*** Opening of Data records ***

PR #239, opened 2023-11-02
gen-manifest: add a shortcut option for providing single image config

thozza:
The gen-manifest accepts an image config map via the `-config` option,
which is good for CI and testing purposes.

However, imagine a situation when:
- you are making changes to code in the repository which affects
  generated manifests,
- you want to use a custom image config to test these changes and
  generate manifests to build them using osbuild

In this case, one can filter out distro / arch / image type using the
`gen-manifest` CLI options, instead of creating the image config map.
Passing an ad-hoc image config to `gen-manifests` on the CLI to use for
all image types and filtering what gets generated using the CLI options
is IMO much nicer (or easier to use) for development, than the current
approach (which involves basically creating two JSON files and editing
one of them each time one wants to use a different image config).

Change the behavior of the original `-config` option to accept a
single image config which will be used for all image types / distros /
arches. Note that this will almost certainly fail for some images, but
the intention of this option is to be used for development and together
with filtering options such as `-distros`, `-arches` and `-image-types`.

The original option is now available under a new name `-config-map`,
which is better aligned with what it does.

Example use:
```
$ go run cmd/gen-manifests/* -distros fedora-38 -images minimal-raw -arches x86_64 -config test-fs-customizations.json
```

### DIFF
--- a/cmd/gen-manifests/main.go
+++ b/cmd/gen-manifests/main.go
@@ -215,6 +215,16 @@ func loadConfigMap(configPath string) BuildConfigs {
 	return cm
 }
 
+// loadImgConfig loads a single image config from a file and returns a
+// a BuildConfigs map with the config mapped to all distros, arches, and
+// image types.
+func loadImgConfig(configPath string) BuildConfigs {
+	cm := make(BuildConfigs)
+	config := loadConfig(configPath)
+	cm.Insert("*", "*", "*", config)
+	return cm
+}
+
 type manifestJob func(chan string) error
 
 func makeManifestJob(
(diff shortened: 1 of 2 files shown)


cmd/gen-manifests/main.go
```diff
@@ -602,14 +612,15 @@ func u(s string) string {
...
-	var outputDir, cacheRoot, configPath string
+	var outputDir, cacheRoot, configPath, imgConfigPath string
 	var nWorkers int
 	var metadata, skipNoconfig, skipNorepos bool
 	flag.StringVar(&outputDir, "output", "test/data/manifests/", "manifest store directory")
 	flag.IntVar(&nWorkers, "workers", 16, "number of workers to run concurrently")
 	flag.StringVar(&cacheRoot, "cache", "/tmp/rpmmd", "rpm metadata cache directory")
 	flag.BoolVar(&metadata, "metadata", true, "store metadata in the file")
 	flag.StringVar(&configPath, "config", "test/config-map.json", "configuration file mapping image types to configs")
+	flag.StringVar(&imgConfigPath, "image-config", "", "image config file to use for all images (overrides -config)")
```
achilleas-k, line 623: Let's rename `-config` to `-config-map` and use `-config` for the new one.  I think that would make the flag names clearer.  And it's a development tool so we don't really care about backwards compatibility.

achilleas-k (changes requested):

achilleas-k:
Not a bad idea.  It does require filtering the image types though because you can never have one config that works for everything (simplified-installer requires `installation_device` while adding it  breaks all the other types), but it's a dev tool so it should be convenient and doesn't need to make sense for all cases.

thozza:
> Not a bad idea. It does require filtering the image types though because you can never have one config that works for everything (simplified-installer requires `installation_device` while adding it breaks all the other types), but it's a dev tool so it should be convenient and doesn't need to make sense for all cases.

I know and you are of course 100% right.

I started with a workflow such as:

1. Make changes to `images` repo.
2. Replace the `images` package with the one I modified in `osbuild-composer`.
3. Build and install composer binaries or RPMs.
4. Trigger a compose with a BP which contains desired customizations.

And once I ran into an issue, I had to repeat all of these steps again. This takes ages and it very inefficient for development.

So I moved to just generating manifests using `gen-manifest` and building it with `osbuild` directly. This worked well, but it required creating the config map and the config itself. So in this case, the need to filter our specific distro / arch / image type is assumed when using just one image config. However, that was my whole goal - have a workflow to iterate quickly on image definitions, while being able to actually build images and boot them.

I can also expand the help message a bit more if you would find it helpful.

cmd/gen-manifests/main.go
thozza: I didn't want to break backward compatibility, but I agree with your suggestion :wink:

thozza: Done (hopefully I didn't miss any place where to change the option name :innocent: ).

achilleas-k (approved):
Looks good.  Thank you!!

thozza:
> Don't get me wrong, I wasn't against the change, just pointing out an edge case. As a side note though, based on your workflow, there's also the `./cmd/build` command that will generate the manifest (save it in the output directory) and then build it immediately, and that takes a single config as input.

No worries, I didn't think that you were against the change.

Thanks for pointing out the `./cmd/build` command. It does look helpful even for development purposes :thinking:

PR #242, opened 2023-11-06
FIPS mode support

mmartinv:
Enables system FIPS mode at build time by defining a new 'fips' blueprint 
customization. Depends on osbuild/osbuild/pull/1423

- blueprint(fips): add FIPS blueprint
- distro(rhel): enable FIPS customization for edge images
- distro(rhel): add required kernel cmdline for FIPS customization
- image(anaconda): allow additional kernel cmdline options
- osbuild(stages): Add the new FIPS stage
- manifest(fips): enable FIPS stage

*** Close of Data records ***

**Task prompt**.
Write the entries out once more, exactly as they were given.

**Answer for this exercise**.
PR #239, opened 2023-11-02
gen-manifest: add a shortcut option for providing single image config

thozza:
The gen-manifest accepts an image config map via the `-config` option,
which is good for CI and testing purposes.

However, imagine a situation when:
- you are making changes to code in the repository which affects
  generated manifests,
- you want to use a custom image config to test these changes and
  generate manifests to build them using osbuild

In this case, one can filter out distro / arch / image type using the
`gen-manifest` CLI options, instead of creating the image config map.
Passing an ad-hoc image config to `gen-manifests` on the CLI to use for
all image types and filtering what gets generated using the CLI options
is IMO much nicer (or easier to use) for development, than the current
approach (which involves basically creating two JSON files and editing
one of them each time one wants to use a different image config).

Change the behavior of the original `-config` option to accept a
single image config which will be used for all image types / distros /
arches. Note that this will almost certainly fail for some images, but
the intention of this option is to be used for development and together
with filtering options such as `-distros`, `-arches` and `-image-types`.

The original option is now available under a new name `-config-map`,
which is better aligned with what it does.

Example use:
```
$ go run cmd/gen-manifests/* -distros fedora-38 -images minimal-raw -arches x86_64 -config test-fs-customizations.json
```

### DIFF
--- a/cmd/gen-manifests/main.go
+++ b/cmd/gen-manifests/main.go
@@ -215,6 +215,16 @@ func loadConfigMap(configPath string) BuildConfigs {
 	return cm
 }
 
+// loadImgConfig loads a single image config from a file and returns a
+// a BuildConfigs map with the config mapped to all distros, arches, and
+// image types.
+func loadImgConfig(configPath string) BuildConfigs {
+	cm := make(BuildConfigs)
+	config := loadConfig(configPath)
+	cm.Insert("*", "*", "*", config)
+	return cm
+}
+
 type manifestJob func(chan string) error
 
 func makeManifestJob(
(diff shortened: 1 of 2 files shown)


cmd/gen-manifests/main.go
```diff
@@ -602,14 +612,15 @@ func u(s string) string {
...
-	var outputDir, cacheRoot, configPath string
+	var outputDir, cacheRoot, configPath, imgConfigPath string
 	var nWorkers int
 	var metadata, skipNoconfig, skipNorepos bool
 	flag.StringVar(&outputDir, "output", "test/data/manifests/", "manifest store directory")
 	flag.IntVar(&nWorkers, "workers", 16, "number of workers to run concurrently")
 	flag.StringVar(&cacheRoot, "cache", "/tmp/rpmmd", "rpm metadata cache directory")
 	flag.BoolVar(&metadata, "metadata", true, "store metadata in the file")
 	flag.StringVar(&configPath, "config", "test/config-map.json", "configuration file mapping image types to configs")
+	flag.StringVar(&imgConfigPath, "image-config", "", "image config file to use for all images (overrides -config)")
```
achilleas-k, line 623: Let's rename `-config` to `-config-map` and use `-config` for the new one.  I think that would make the flag names clearer.  And it's a development tool so we don't really care about backwards compatibility.

achilleas-k (changes requested):

achilleas-k:
Not a bad idea.  It does require filtering the image types though because you can never have one config that works for everything (simplified-installer requires `installation_device` while adding it  breaks all the other types), but it's a dev tool so it should be convenient and doesn't need to make sense for all cases.

thozza:
> Not a bad idea. It does require filtering the image types though because you can never have one config that works for everything (simplified-installer requires `installation_device` while adding it breaks all the other types), but it's a dev tool so it should be convenient and doesn't need to make sense for all cases.

I know and you are of course 100% right.

I started with a workflow such as:

1. Make changes to `images` repo.
2. Replace the `images` package with the one I modified in `osbuild-composer`.
3. Build and install composer binaries or RPMs.
4. Trigger a compose with a BP which contains desired customizations.

And once I ran into an issue, I had to repeat all of these steps again. This takes ages and it very inefficient for development.

So I moved to just generating manifests using `gen-manifest` and building it with `osbuild` directly. This worked well, but it required creating the config map and the config itself. So in this case, the need to filter our specific distro / arch / image type is assumed when using just one image config. However, that was my whole goal - have a workflow to iterate quickly on image definitions, while being able to actually build images and boot them.

I can also expand the help message a bit more if you would find it helpful.

cmd/gen-manifests/main.go
thozza: I didn't want to break backward compatibility, but I agree with your suggestion :wink:

thozza: Done (hopefully I didn't miss any place where to change the option name :innocent: ).

achilleas-k (approved):
Looks good.  Thank you!!

thozza:
> Don't get me wrong, I wasn't against the change, just pointing out an edge case. As a side note though, based on your workflow, there's also the `./cmd/build` command that will generate the manifest (save it in the output directory) and then build it immediately, and that takes a single config as input.

No worries, I didn't think that you were against the change.

Thanks for pointing out the `./cmd/build` command. It does look helpful even for development purposes :thinking:

PR #242, opened 2023-11-06
FIPS mode support

mmartinv:
Enables system FIPS mode at build time by defining a new 'fips' blueprint 
customization. Depends on osbuild/osbuild/pull/1423

- blueprint(fips): add FIPS blueprint
- distro(rhel): enable FIPS customization for edge images
- distro(rhel): add required kernel cmdline for FIPS customization
- image(anaconda): allow additional kernel cmdline options
- osbuild(stages): Add the new FIPS stage
- manifest(fips): enable FIPS stage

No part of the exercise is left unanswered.